While the phylogenetic analysis clearly showed that the vast majority of the viral isolates were in genotype H1, there were no other obvious patterns. Within this large group of genotype H1 sequences, there was no evidence for geographic or temporal restriction since identical sequences were detected in multiple provinces at the same time and identical sequences were sometimes detected during different years in the same province. The sequence data suggest the presence of sustained chains of transmission in most of provinces, even in some with high immunization coverage rates, such as Shandong and Henan (Figure 5A, 5B). Sustained chains of transmission also were found from 2001 to 2003 in Shanghai City, which may have been due to the influx of a large number of undocumented individuals (floating people).
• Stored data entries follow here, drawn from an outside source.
PR #440, opened 2019-08-23
Add mAP Callback

fsx950223:


Squadrick:
Can this be implemented as a metric instead of a callback?

fsx950223:
I try it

The phylogenetic tree (Figures 3, 4) shows that the sequences of the genotype H1 viruses from China from 1995–2003 form two major clusters. A third, intermediate cluster, contains sequences of some of the initial sequences reported from China [16] including the reference strain for genotype H1. However, only 1 contemporary sequence, from 2000, groups with this third cluster suggesting that viruses in this lineage may no longer be circulating in China. The amount of nucleotide variation between the 2 large clusters is as high as 2.9%. Within all of the 294 Chinese sequences, the nucleotide variation was up to 5.3% for the 450-nucleotide sequence of the N gene. Therefore, the intra-genotype sequence diversity for genotype H1 is greater than that measured for some other measles genotypes. However, viruses from both major clusters were distributed throughout China without any apparent geographic pattern (Table 1 and Figure 1). Therefore there is no practical reason to separate the genotype H1 viruses into multiple genotypes, at this time, because this would not enhance our ability to describe transmission pathways in China. It is important to note that the genetic heterogeneity of the Chinese measles viruses is not a result of increased mutation rates but is due to the presence of multiple, co-circulating lineages of virus within an endemic genotype.

The initial genetic characterization of wild-type measles viruses from China identified a new genotype H1, which was detected only in China and cases exported to other countries from China [16,21]. A number of genotypes have been detected in the countries that have borders with China including genotypes D4 and D8 in Nepal and India, D4 in Pakistan, G2 in Thailand, H1 in Mongolia, and H2 in Vietnam. However, there are no reports about measles genotypes from the countries that are on China's western borders, but virologic surveillance is improving in these areas [14].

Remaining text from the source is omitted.